The Oslo accords came bundled with the Paris protocol, which dictated the economic policies the Palestinians were allowed to make, and directly tied the Palestinian economy to the Israeli one. In essence, what the Paris protocol achieved was a structured subordination of the Palestinian economy to the Israeli one, giving the Israeli market immense control and power over it. As a matter of fact, many aspects of the Oslo accord were just a reformulation of occupation policies with a civil face; domination and exploitation were simply rebranded as cooperation.

Setting aside the practical issues and stalemates in the negotiation, the two-state solution has many conceptual problems that make it unfitting as a mechanism through which a resolution can be found. To put it bluntly, Israel is not a normal state. It is a settler colony. We are not talking about two naturally occurring populations which have a land dispute. Israelis are descended from settlers that arrived from abroad with the goal of erecting an ethnocratic settler state in an area that was already home to the Palestinians.

Additionally, this approach is inadequate to right historical wrongs, as it focuses on the pre-1967 borders as a starting point, which are in themselves a product of this colonization, and not the root cause of it. It is thus preoccupied with finding solutions to symptoms, rather than dare address the root cause, which is Zionist settler colonialism and the ethnic cleansing of Palestinians.

This automatically means that Palestinians must relinquish any rights or hopes for their millions of refugees, and it also means that Palestinians must relinquish their rights to live in over 80% of the land they were ethnically cleansed from. Naturally, this promises that resource distribution, from water to fertile land, will be heavily stacked in Israel’s favor.

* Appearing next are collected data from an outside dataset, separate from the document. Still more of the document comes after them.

PR #250, opened 2016-09-27
withReducer: optionally initialize state from default reducer argument

### LINKED ISSUE #247: withReducer should initialize state using default argument
Usually, in Redux reducers can provide initial state from themselves, using default argument value

```js
const counterReducer = (count = 0, action) => {
  switch (action.type) {
    case INCREMENT:
      return count + 1
    default:
      return count
  }
}
```

This reducer works within redux store but doesn't work with recompose as expected.

Is there any chance to fix this? For example, call reducer with arbitrary action to get the initial state only when the last argument (initial state) for `withReducer` is not provided. It will not be breaking for current users, but it will increase reusability of reducers, so you can change them from in-place with recompose to global with redux and the other way round.

just-boris:
fixes #247 

See linked issue for reasons of this change

### DIFF
--- a/src/packages/recompose/withReducer.js
+++ b/src/packages/recompose/withReducer.js
@@ -7,10 +7,17 @@ const withReducer = (stateName, dispatchName, reducer, initialState) =>
     const factory = createEagerFactory(BaseComponent)
     return class extends Component {
       state = {
-        stateValue: typeof initialState === 'function'
-          ? initialState(this.props)
-          : initialState
+        stateValue: this.initalizeStateValue()
       };
+
+      initalizeStateValue() {
+        if (initialState !== undefined) {
+          return typeof initialState === 'function' ?
+            initialState(this.props) :
+            initialState
+        }
+        return reducer(undefined, { type: '@@recompose/INIT' })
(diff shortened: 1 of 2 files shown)


src/packages/recompose/withReducer.js
```diff
@@ -7,11 +7,18 @@ const withReducer = (stateName, dispatchName, reducer, initialState) =>
...
     return class extends Component {
       state = {
-        stateValue: typeof initialState === 'function'
-          ? initialState(this.props)
-          : initialState
+        stateValue: this.initalizeStateValue()
       };
 
+      initalizeStateValue() {
+        if (typeof initialState !== 'undefined') {
```
istarkov: initialState !== undefined is enough, why typeof here?

just-boris: Don't know.
This is just my habit from the time when it was possible to define variable named `undefined`

istarkov:
Thank you!!!

billyjanitsch:
See https://github.com/acdlite/recompose/issues/247#issuecomment-266879979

All of these shortcomings are often countered with the assertion that Palestinians must compromise to reach peace. Israeli control is treated as a fait accompli and that Palestinians must deal with it, rather than demand justice. This is the whole premise of the two-state solution, that Palestinians must compromise on their rights to be granted a small, powerless sham of a state in part of their homeland. Israel, of course was not asked to compromise on anything substantial. The only “compromise” asked of Israelis is to stop its illegal occupation of foreign lands, as well as stop its illegal settlement enterprise, which it should cease regardless of any negotiation with the Palestinians. This attitude basically boils down to “What’s mine is mine, and what’s yours is negotiable.”.

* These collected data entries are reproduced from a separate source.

PR #252, opened 2016-10-03
Add a willMount HOC

abhiaiyer91:
I've been writing small HOCs in my app today that just do something on mount for a dumb component, e.g. analytics calls, SEM tracking, RPC. We're converting our code style to use recompose and was hoping we could contribute this to the project.


istarkov:
Thank you!

1) Recompose already have similar HOC - lifecycle
2) As I know componentWillMount will be deprecated soon https://github.com/facebook/react/issues/7671

abhiaiyer91:
@istarkov Thanks for the reply. We'll just use `lifecycle` then!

Yet despite all of this, Palestinians were willing to agree to these terms. The PLO was willing to give up on the Palestinian people’s historical rights in order to find peace and have a state. But none of this was sufficient for Israel. Even Rabin, the Israeli Prime Minister who signed the Oslo accords, who is considered a holy martyr for peace among the Israeli peace camp was not prepared to give the Palestinians a real state. He spoke of a sham “state-minus” with no sovereignty, and the offers did not get better than that throughout the history of negotiations.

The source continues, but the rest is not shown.